- Assignment -
Which lines in the data below contain the word "nacx"? Copy each of them.

- Exercise data -
PR #1288, opened 2025-10-07
fix: make mcp span names informative

codefromthecrypt:
**Description**

Before everything was vaguely "mcp.request" which is not untrue, but not helpful. There are plenty of low-cardinality choices for span or metric names and the `req.Method` is the most intuitive. This uses the same naming conventions as mcp-go

image

### DIFF
--- a/internal/mcpproxy/handlers.go
+++ b/internal/mcpproxy/handlers.go
@@ -234,6 +234,7 @@ func (m *MCPProxy) servePOST(w http.ResponseWriter, r *http.Request) {
 			}
 			err = m.handleSetLoggingLevel(ctx, s, w, msg, p, span)
 		case "ping":
+			// Ping is intentionally not traced as it's a lightweight health check.
 			err = m.handlePing(ctx, w, msg)
 		case "prompts/list":
 			p := &mcp.ListPromptsParams{}
--- a/internal/testing/testotel/collector.go
+++ b/internal/testing/testotel/collector.go
@@ -133,17 +133,6 @@ func (o *OTLPCollector) TakeSpan() *tracev1.Span {
 	}
 }
 
-// DrainSpans drains all pending spans from the channel.
-func (o *OTLPCollector) DrainSpans() {
-	for {
-		select {
-		case <-o.spanCh:
-			// Discard the span
-		case <-time.After(otlpTimeout):
-			return // No more spans available
-		}
-	}
-}
 
 // DrainMetrics returns metrics or nil if none were recorded.
 func (o *OTLPCollector) DrainMetrics() *metricsv1.ResourceMetrics {
--- a/internal/testing/testotel/collector.go
+++ b/internal/testing/testotel/collector.go
@@ -133,6 +133,18 @@ func (o *OTLPCollector) TakeSpan() *tracev1.Span {
 	}
 }
 
+// DrainSpans drains all pending spans from the channel.
+func (o *OTLPCollector) DrainSpans() {
+	for {
+		select {
+		case <-o.spanCh:
+			// Discard the span
+		case <-time.After(otlpTimeout):
+			return // No more spans available
+		}
+	}
+}
+
 // DrainMetrics returns metrics or nil if none were recorded.
 func (o *OTLPCollector) DrainMetrics() *metricsv1.ResourceMetrics {
 	select {
--- a/internal/testing/testotel/collector.go
+++ b/internal/testing/testotel/collector.go
@@ -133,7 +133,6 @@ func (o *OTLPCollector) TakeSpan() *tracev1.Span {
 	}
 }
 
-
 // DrainMetrics returns metrics or nil if none were recorded.
 func (o *OTLPCollector) DrainMetrics() *metricsv1.ResourceMetrics {
 	select {
--- a/tests/extproc/mcp/env.go
+++ b/tests/extproc/mcp/env.go
@@ -17,7 +17,6 @@ import (
 
 	"github.com/modelcontextprotocol/go-sdk/mcp"
 	"github.com/stretchr/testify/require"
-	v1 "go.opentelemetry.io/proto/otlp/trace/v1"
 
 	"github.com/envoyproxy/ai-gateway/internal/filterapi"
 	"github.com/envoyproxy/ai-gateway/internal/testing/testotel"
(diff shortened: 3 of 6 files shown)


codefromthecrypt:
Screenshot 2025-10-07 at 9 42 20 AM

codefromthecrypt:
changed to re-use MCP go naming conventions as that also matches the openinference names of these spans.

codefromthecrypt:
now envoy ai gateway generated spans look similar!

Screenshot 2025-10-07 at 11 24 54 AM

codefromthecrypt:
🤞 last commit deflakes

codefromthecrypt:
wasn't enough to deflake I am flying to NYC now. appreciate if someone can take over otherwise will wait a while

mathetake:
unified trace looking coooooooooooooooooooool

nacx (commented):
Nice!

codefromthecrypt:
I will rewrite the test so that not all tests also do tracing because it is too hairy ;)

codefromthecrypt:
ok brutal work, but hopefully deflaked

tests/extproc/mcp/env.go
```diff
@@ -241,16 +240,18 @@ func (m *mcpEnv) newSession(t *testing.T) *mcpSession {
...
+		"mcp.client.name":    "demo-http-client",
+		"mcp.client.title":   "",
+		"mcp.client.version": "0.1.0",
+	})
 
 	// **NOTE*** Do not add any direct access to the in-memory server session. Otherwise, the tests will result in
 	// not being able to run in end-to-end tests. The test code must solely operate through the client side sessions.
 	t.Cleanup(func() {
-		require.NoError(t, ret.session.Close())
+		_ = ret.session.Close()
```
codefromthecrypt, line 254: should be a linter for this somewhere. @anuraaga come across any that notice when accidental use of require.RequreXX n a cleanup? t.LogXX is fine, but require is bad

tests/extproc/mcp/mcp_test.go
```diff
@@ -31,76 +32,67 @@ const (
...
+	{name: "ResourceSubscribe", testFn: testResourceSubscribe},
+	{name: "ResourceListChangeNotifications", testFn: testResourceListChangeNotifications},
+	{name: "ListRootsAndChangeRoots", testFn: testListRootsAndChangeRoots},
+	{name: "SamplingCreateMessage", testFn: testSamplingCreateMessage},
+	{name: "Elicit", testFn: testElicit},
+	{name: "NotificationCancelled", testFn: testNotificationCancelled},
+	{name: "Complete", testFn: testComplete},
+}
+
 func TestMCP(t *testing.T) {
```
codefromthecrypt, line 64: I broke these up vs having triple nested subtests

tests/extproc/mcp/mcp_test.go
```diff
@@ -497,6 +545,8 @@ func testResourceListChangeNotifications(t *testing.T, m *mcpEnv) {
 		})
 		require.NoError(t, err)
 		require.False(t, res.IsError)
+		// Consume the span from the cleanup operation.
+		_ = m.collector.TakeSpan()
```
codefromthecrypt, line 551: this bit hard

tests/extproc/mcp/mcp_test.go
```diff
@@ -625,6 +694,10 @@ func testNotificationCancelled(t *testing.T, m *mcpEnv) {
 	select {
 	case <-time.After(time.Microsecond * 500):
 		cancel()
+		// Wait for the goroutine to complete so its span doesn't leak to the next test.
+		<-doneCh
```
codefromthecrypt, line 700: this also bit hard ;)

codefromthecrypt:
most of why this test is so hard is we share resources including otel everywhere in this file. It would probably be better to have two tests at some point. one that does all this behavioural stuff. The other simply tests each op creates the span expected. Combining both made this a huge amount of work to fix

internal/testing/testotel/collector.go
```diff
@@ -133,6 +133,18 @@ func (o *OTLPCollector) TakeSpan() *tracev1.Span {
...
+func (o *OTLPCollector) DrainSpans() {
+	for {
+		select {
+		case <-o.spanCh:
+			// Discard the span
+		case <-time.After(otlpTimeout):
+			return // No more spans available
+		}
+	}
+}
```
mathetake: this seems unused 
```suggestion
```

internal/mcpproxy/handlers.go
```diff
@@ -234,6 +234,7 @@ func (m *MCPProxy) servePOST(w http.ResponseWriter, r *http.Request) {
 			}
 			err = m.handleSetLoggingLevel(ctx, s, w, msg, p, span)
 		case "ping":
+			// Ping is intentionally not traced as it's a lightweight health check.
```
mathetake, line 237: cc @nacx

codefromthecrypt:
one sec I found I didn't assert our span events.

mathetake:
you have my one sec!

codefromthecrypt:
k done :)

tests/extproc/mcp/mcp_test.go
```diff
@@ -876,13 +879,59 @@ func requireMCPSpan(t *testing.T, span *tracev1.Span, expectedName string, addit
...
+				// exception messages are substring match due to IPs, etc.
+				actualMsg := attr.Value.GetStringValue()
+				require.Contains(t, actualMsg, exceptionMessage)
+				attr.Value = &commonv1.AnyValue{Value: &commonv1.AnyValue_StringValue{StringValue: exceptionMessage}}
+			}
+			filteredAttrs = append(filteredAttrs, attr)
+		}
+		event.Attributes = filteredAttrs
+	}
+	require.Empty(t, cmp.Diff(expectedEvents, span.Events, protocmp.Transform()))
```
codefromthecrypt, line 934: ps this is my favorite trick in tests!

codefromthecrypt:
thanks for the merge. since latest commit is pushed to docker, the new elastcisearch example can see this new data policy! https://github.com/elastic/observability-examples/pull/90

codefromthecrypt:
Screenshot 2025-10-08 at 7 04 15 AM

tests/extproc/mcp/env.go
anuraaga: There's a close one but no cigar

https://github.com/Antonboom/testifylint?tab=readme-ov-file#go-require

Probably not too hard to adapt that to apply to both cases though

codefromthecrypt: Cc @nacx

- Reply to the exercise -
nacx (commented):
mathetake, line 237: cc @nacx
codefromthecrypt: Cc @nacx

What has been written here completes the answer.